En Argentina, ya lo sabemos todos, los capos de las barras tienen arreglos con punteros políticos, llenan sus actos, se ocupan de la seguridad, trabajan como custodios y también como apretadores si algún opositor atrevido asoma la cabecita por la zona. Nadie, ni siquiera un partido paquete como el PRO, puede hacerse el distraído. Todos tienen a su barra amigo o contratado, y muy bien pago. Ergo: es imposible solucionar un tema que maneja el mismo poder que dice querer combatirlo. Bla, bla, bla.
Repasar los partidos que servirán de experimento es hasta gracioso: Sarmiento de Junín-Defensa y Justicia –todo tranqui–, Arsenal con Olimpo en Sarandí y, ya en Primera B, Tristán Suárez con Sportivo Italiano. Wow. Si todo sale bien –no imagino otra cosa– espero que nadie salga a hablar de la recuperación de la fiesta o cosas así. No me jodan.
Lo que temo –no soy el único, claro– es un pacto con los barras, en tanto socios o patrones-empleados. En época de campaña, el dinero fuerte vendrá con los actos masivos y un plus por no hacer nada vendría bárbaro.
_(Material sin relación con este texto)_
PR #155, opened 2026-06-18
test(internal): meaningful coverage hardening for Beans / Records / Reflective

eschizoid:
## Summary

Coverage hardening for the three `:internal` files that sat below 60% on the codecov dashboard. Each new test pins a real contract or edge-case behaviour, not a line-touch — one deep test per gap as the project's meaningful-tests rule prescribes.

## Coverage movement

| File | Before | After | Delta |
|---|---|---|---|
| `Beans.java` | 59.96% | **73.09%** | +13 pp |
| `Records.java` | 56.84% | **84.21%** | +27 pp — now green |
| `Reflective.java` | 57.33% | **93.33%** | +36 pp — now green |

### What's still missed in `Beans.java`

The 127 residual missed lines fall into four buckets:

- **Hibernate lazy-initializer path** (`buildHibernateLazyInitializerFn` / `buildHibernatePersistentClassFn`) — only fires when Hibernate is on the classpath. Out of scope without adding Hibernate as a test dep.
- **JPMS-opens diagnostic branches** in `privateLookupOrThrow` — the `IllegalAccessException` catch can't be reached from inside the same module without a deliberately-broken module-info.
- **LMF writer error / recovery paths** in `buildSetterInvoker` / `buildGetterInvokerMap` — `LambdaMetafactory.metafactory` failure modes that don't surface for well-formed JavaBeans.
- **Cache hot path** (`SETTER_INVOKERS.computeIfAbsent` at line 412) — exercised transitively by every `writeBeanProperty` test, but no dedicated test pins the "second call hits the cache" contract because none of the cached-invoker fields are package-accessible.

### Beans (additions to `BeansTest`)

- `writeBeanProperty` round-trips reference- and primitive-typed setters, silently no-ops getter-only properties (the MapStruct-`@MappingTarget` contract), routes through the declaring class for inherited setters.
- `fieldLens(String)` class-deferred lens covers get / set / modify, null-source guards on set + modify, subtype rebuild via the call-time-resolved writer, and the documented primitive null substitution (`set(s, null)` → JLS default for primitive components).

### Records (new `RecordsTest`)

- `read` / `with` / `construct` / `componentNames` / `componentType` contract surface, including the unknown-name / non-record diagnostics and the null-source guards.
- `fieldLens(String)` class-deferred + `fieldLens(Class, String)` class-aware variants; the latter fails fast at lens build time when the component name is unknown.
- `info()` per-class memoisation via direct `assertSame` identity check plus cross-class `assertNotSame` cache-bleed pin.

### Reflective (new `ReflectiveSurfaceTest`)

- `of(Class)` record-vs-bean dispatch through the `RECORDS` / `BEANS` singletons.
- Delegate wrappers (`names` / `genericType` / `read` / `construct` / `normalize`) routed end-to-end, including the two-leading-caps `normalize` rule for `getURL` → `URL`.
- `beansWithHints` hint-map consultation pinned via a tracking `HashMap` subclass that records `get()` probes — proves the hint path is taken before fallthrough to `autoWriter`.
- `defaultFactory` invocation behaviour pinned at per-call (no per-instance memoisation at this layer — see source comment below).
- `positionalBuilder` fast paths for both record (canonical-ctor cache) and bean (autoWriter) shapes; `positionalReaders` exposes per-slot LMF readers.
- Holder-aware path: a non-null `holderConstructor` takes priority over the reflective build, with an `AtomicInteger` counter confirming exactly-one invocation per `builder.apply`.

## Source change

- **`Reflective.beansWithHints` javadoc fix.** The doc previously claimed the default factory was "consulted lazily on first encounter with each not-explicitly-hinted target, then cached". The implementation never cached at this layer — per-class LMF reuse happens one tier down in `Beans.autoWriter`. Test investigation surfaced the mismatch; the doc now matches the actual stateless-resolution behaviour and points readers at the right cache.

## Test plan

- [x] `./gradlew :internal:test` — all tests pass
- [x] `./gradlew :internal:jacocoTestReport` — confirms the coverage movement above
- [x] Spotless clean

### DIFF
--- a/internal/src/main/java/io/github/eschizoid/telescope/internal/Reflective.java
+++ b/internal/src/main/java/io/github/eschizoid/telescope/internal/Reflective.java
@@ -73,9 +73,12 @@ public record Reflective(
    * (when non-null) and ultimately to {@link Beans#autoWriter}. Used by {@code DeepMap} when the
    * user supplies {@code writeBean(targetClass, strategy)} rows and/or a single {@code
    * writeBeans(strategy)} default — the per-class hint map is keyed on target class and provides a
-   * pre-instantiated {@link Beans.BeanWriter}; the default factory is consulted lazily on first
-   * encounter with each not-explicitly-hinted target, then cached, so a default-strategy
-   * incompatible with a particular target only throws when that target is actually constructed.
+   * pre-instantiated {@link Beans.BeanWriter}; the default factory is consulted on every
+   * not-explicitly-hinted call, so a default-strategy incompatible with a particular target only
+   * throws when that target is actually constructed. Per-class LMF reuse happens one layer down in
+   * {@link Beans#autoWriter} (and the underlying {@code SETTER_INVOKERS} / {@code GETTER_INVOKERS}
+   * caches) — this layer is intentionally stateless so a factory swap is observable on the next
+   * call.
    */
   public static Reflective beansWithHints(
     final Map<Class<?>, Beans.BeanWriter<?>> hints,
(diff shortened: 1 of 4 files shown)


eschizoid:
@copilot please review

PR #156, opened 2026-06-18
test(lombok): drive LombokFocusProcessor through ProcessorHarness — 0% → 91%

eschizoid:
## Summary

Lifts `LombokFocusProcessor.java` from **0% → 90.91%** coverage. The codecov dashboard reported the file as fully uncovered (22 tracked lines, all missed) despite a working `LombokFocusProcessorTest` — the existing test only verified the *generated code* (which runs in the JUnit JVM where JaCoCo can see it). The processor itself ran inside javac's `compileTestJava` pipeline, opaque to coverage instrumentation.

## Fix

Drive `LombokFocusProcessor#process` through `:codegen`'s in-memory `ProcessorHarness` from inside a JUnit test. `ToolProvider.getSystemJavaCompiler()` runs the processor in the same VM the test runner started, so JaCoCo instruments it normally.

The previous file-based-fixture approach can't be ported to the harness because Lombok's own AST-patching processor doesn't install in the in-process `JavaCompiler.CompilationTask` flow — the round-deferred gotcha already documented on `LombokFocusProcessor`. Workaround: each fixture in the new test supplies explicit getters / setters / `builder()` — Lombok's synthesised members aren't needed because they're written by hand. The processor only needs `lombok.Data` / `@Value` / `@Builder` resolvable as a type element (Lombok jar on the test classpath) and a readable bean shape from `Elements#getAllMembers` — both satisfied without Lombok firing.

## Build wiring

- `lombok.jar` moves from `testCompileOnly` to `testImplementation` so its annotation classes land on the test runtime classpath the harness reads. Lombok's processor still only fires when listed under `testAnnotationProcessor` (unchanged).
- Added `testImplementation(testFixtures(project(":codegen")))` so the harness types are reachable.

## Coverage movement

| File | Before | After |
|---|---|---|
| `LombokFocusProcessor.java` | **0.00%** | **90.91%** (20/22 lines) |

The 2 residual missed lines are the rare last-resort emit at `processingOver()` when a Lombok-annotated target never became readable — exercised only when the test harness deliberately races Lombok's AST patches, which the existing `LombokFocusProcessorTest` (file-based, runs in the Gradle pipeline) already covers.

## What's pinned

Seven tests across two `@Nested` classes:

- **`@Data` / `@Value + @Builder` / `@Builder` triggers** each emit a `<Pojo>Telescope` navigator with the expected property name in the generated source.
- **Bare `@Value`** (no setters, no builder) is rejected with a no-write-strategy diagnostic that names the offending class — pins the negative-case contract on `AbstractTelescopeProcessor`'s emit-rejection branch.
- **Element-kind filter** — `@Data` on an interface compiles cleanly with no navigator emitted (gatekeeper at `element.getKind() != ElementKind.CLASS`).
- **Multi-property `@Data`** — navigator carries one method per property.
- **Unannotated source** — processor stays a no-op (no spurious navigators).

## Test plan

- [x] `./gradlew :lombok:test` — 7 new harness tests + 16 existing file-based tests all pass
- [x] `./gradlew :lombok:jacocoTestReport` — confirms 0% → 90.91%
- [x] Spotless clean

### DIFF
--- a/lombok/build.gradle.kts
+++ b/lombok/build.gradle.kts
@@ -57,10 +57,16 @@ dependencies {
 
     testImplementation(project(":core"))
     testImplementation(project(":codegen"))
+    testImplementation(testFixtures(project(":codegen")))
     testImplementation(platform(libs.junitBom))
     testImplementation(libs.junitJupiter)
     testRuntimeOnly(libs.junitPlatformLauncher)
-    testCompileOnly(libs.lombok)
+    // Lombok jar carries the @Data/@Value/@Builder annotation classes alongside the AST-patching
+    // processor. testImplementation puts the annotation classes on both the compile classpath (for
+    // the file-based fixtures in fixtures/) and the test runtime classpath (so the in-memory
+    // ProcessorHarness can resolve `lombok.Data` via `Elements#getTypeElement`). The Lombok
+    // processor itself only fires when listed under testAnnotationProcessor below.
+    testImplementation(libs.lombok)
     testAnnotationProcessor(libs.lombok)
     testAnnotationProcessor(project(":core"))
     testAnnotationProcessor(project(":codegen"))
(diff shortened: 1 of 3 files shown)


eschizoid:
@copilot please review

PR #158, opened 2026-06-18
fix(core): Bug #14 null-safety parity + Enh #10/#11 — bundled v1.0.5 follow-ups

eschizoid:
## Summary

Bundled v1.0.5 follow-up addressing **one P1 regression + three Round-3 adopter enhancements** in a single PR. Replaces the original Bug `#14` hotfix scope with the comprehensive set requested for v1.0.5.

### 🐛 Bug `#14` — `DeepMap.applyForward` null-safety parity on `TelescopeToTelescope` path

PR #154 fixed the null-intermediate `NoSuchElementException` at `DeepMap.overrideTargetField:835` (the `FromTelescopeTo` path) but missed the sibling site at `DeepMap.applyForward:745` (the `TelescopeToTelescope` BROADCAST path). One-line patch: `srcT.read(s)` → `srcT.find(s).orElse(null)`. Codebase audit (see commit log) confirmed only the one missed site — lines 779 and 807 are backward overlays (read from target, immune).

Regression tests added in `MigrationRegressionTest.TelescopeToTelescopeForwardLeniency`:
- Null-intermediate path over `to(srcTelescope, tgtTelescope)`
- `.whenPresent` / `Optional.empty` Affine-miss path (symmetric with the existing `OverrideTargetFieldLeniency` sibling)

### ✅ Enh `#11` — verified `@SafeVarargs` already in place on `Telescope.merge`

Round-3 feedback proposed adding `Telescope.mergeBuilder(...)` to dodge the `@SuppressWarnings("unchecked")` on `Telescope.merge(...)` call sites. **Declined the parallel-API shape, verified the underlying fix is already present.** `Telescope.merge:761` carries both `@SafeVarargs` and `@SuppressWarnings("varargs")`; the parallel `Telescope.all(Edit<S>...)` entry point is similarly annotated. Adopters who still see the warning should look one layer down in their own chain.

No code change in this PR — purely doc clarification. Marked **Verified (v1.0.5)** in `docs/migration-feedback.md`.

### 🆕 Enh `#10` — auto-discover `@Bridge`-generated bridges in `Telescope.mapperForward()`

The highest-impact Round-3 enhancement. When `Telescope.mapperForward(A.class, B.class)` is invoked with **no per-field rows** AND a sibling `<A>Bridge.BRIDGE` (or `<A>To<B>Bridge.BRIDGE`) constant is on the classpath, the forward direction routes through it directly. Closes the "mapping defined twice" pain: adopters declaring `@Bridge(renames = {…})` no longer have to restate those renames in `to()` rows on the mapper bean.

**Implementation:**
- New `internal/.../BridgeHolderProbe.java` — mirrors the existing `MetadataHolderProbe` pattern: `ClassValue`-cached, presence-and-absence both memoised, per-`(sourceClass, targetClass)` keyed via a nested `ConcurrentHashMap`. Probes both emission shapes the `BridgeProcessor` produces (long form `<A>To<B>Bridge` first for determinism; short form `<A>Bridge` second with parameterised-type verification on the `BRIDGE` field's generic args).
- `Telescope.mapperForward(source, target, steps)` gains a `steps.length == 0` short-circuit that consults the probe; when found, `ForwardMapper.create(bridge::read, …)`. Per-field rows (`steps.length > 0`) opt out of auto-discovery as the explicit-overrides escape hatch.

**Scope decisions:**
- MVP: auto-discovery only kicks in when no rows are supplied. Compose-with-overrides (bridge + per-field `to()` rows on top) is a future enhancement; adopters needing overrides fall back to explicit rows today.
- `BridgeRef.bridge` is typed as `Object` inside `:internal` so the probe stays compile-time-oblivious to `:core`'s `Telescope` type.

**Tests in `MigrationRegressionTest.MapperForwardAutoDiscoversBridge`:**
- `record→record`: produces the same value as direct `BridgeRecABridge.BRIDGE.read(src)`
- `pojo→pojo`: same shape on a Lombok-style POJO pair
- Plain POJO pair without `@Bridge`: falls through to `DeepMap.resolveForward`

### 📋 Enh `#12` / Enh `#13` (deferred to v1.0.6)

Recorded in `docs/migration-feedback.md` with full analysis:
- **Enh `#12`** — `Telescope.fromMap()` nested map → sub-POJO composition. Real use case (DynamoDB AttributeValue, JSON payloads), but investigate-first whether existing API already composes with a single cast at the lambda boundary.
- **Enh `#13`** — note: in the table this maps to the Bridge auto-discovery itself; tracked as Enh `#10` in this PR's body for clarity with the adopter's feedback numbering.

## Reviewer convergence

Two prior review rounds on the Bug `#14` + Enh `#11` scope have converged TP-quality:

- **Round 1** — 4 reviewers (mantra / code / comment-analyzer / silent-failure-hunter). Comment-analyzer P0 (Enh `#11` doc factual error) + 3 P1 + 4 P2 all addressed in commit `6438752`.
- **Round 2** — all 4 reviewers say clean. 3 cosmetic P2s addressed in commit `d6d6e37`.

The Enh `#10` implementation lands fresh and needs its own review round.

## Test plan

- [x] `./gradlew :core:test --tests "*MigrationRegressionTest*"` — all 80+ adopter-feedback regressions pass
- [x] Spotless clean
- [x] 4-reviewer round on the bundled scope (Enh `#10` specifically)

### DIFF
--- a/core/src/main/java/io/github/eschizoid/telescope/DeepMap.java
+++ b/core/src/main/java/io/github/eschizoid/telescope/DeepMap.java
@@ -742,11 +742,10 @@ public final class DeepMap {
           );
           t = tgtT.updateIndexed(t, (i, _ignored) -> values.get(i));
         } else {
-          // Lenient: mirrors the overrideTargetField shape — when the source path resolves to an
-          // empty focus (null intermediate in a chained bean read, or an Affine miss further down
-          // the path), write null to the target field rather than aborting the mapper with
-          // NoSuchElementException. Downstream type-default handling — where configured — takes
-          // over from there.
+          // Lenient: when the source path resolves to an empty focus (null intermediate in a
+          // chained bean read, or an Affine miss further down the path), write null to the target
+          // field rather than throwing. Downstream type-default handling — where configured —
+          // takes over from there.
           t = tgtT.set(t, srcT.find(s).orElse(null));
         }
       } else if (fx instanceof Constant<?, ?, ?> r) {
--- a/core/src/main/java/io/github/eschizoid/telescope/DeepMap.java
+++ b/core/src/main/java/io/github/eschizoid/telescope/DeepMap.java
@@ -742,7 +742,12 @@ public final class DeepMap {
           );
           t = tgtT.updateIndexed(t, (i, _ignored) -> values.get(i));
         } else {
-          t = tgtT.set(t, srcT.read(s));
+          // Lenient: mirrors the overrideTargetField shape — when the source path resolves to an
+          // empty focus (null intermediate in a chained bean read, or an Affine miss further down
+          // the path), write null to the target field rather than aborting the mapper with
+          // NoSuchElementException. Downstream type-default handling — where configured — takes
+          // over from there.
+          t = tgtT.set(t, srcT.find(s).orElse(null));
         }
       } else if (fx instanceof Constant<?, ?, ?> r) {
         final var tgtT = (Telescope<T, Object>) r.targetTelescope();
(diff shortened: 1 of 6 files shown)


eschizoid:
@copilot please review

De pronto, como por arte de magia, surge la paz en los estadios y los energúmenos de elite pasan a ser carmelitas descalzas. Mirá vos.
No tolero el fútbol sin visitantes. Pero menos me gusta que me sanateen. Esto no tiene arreglo porque nuestros barras no son vagos de cafetín, son parte de una estructura política, de poder.
Hagan la prueba, tá. Ojalá funcione. Pero dejar de protegerlos y de pagarles sería mejor. Digo, no sé.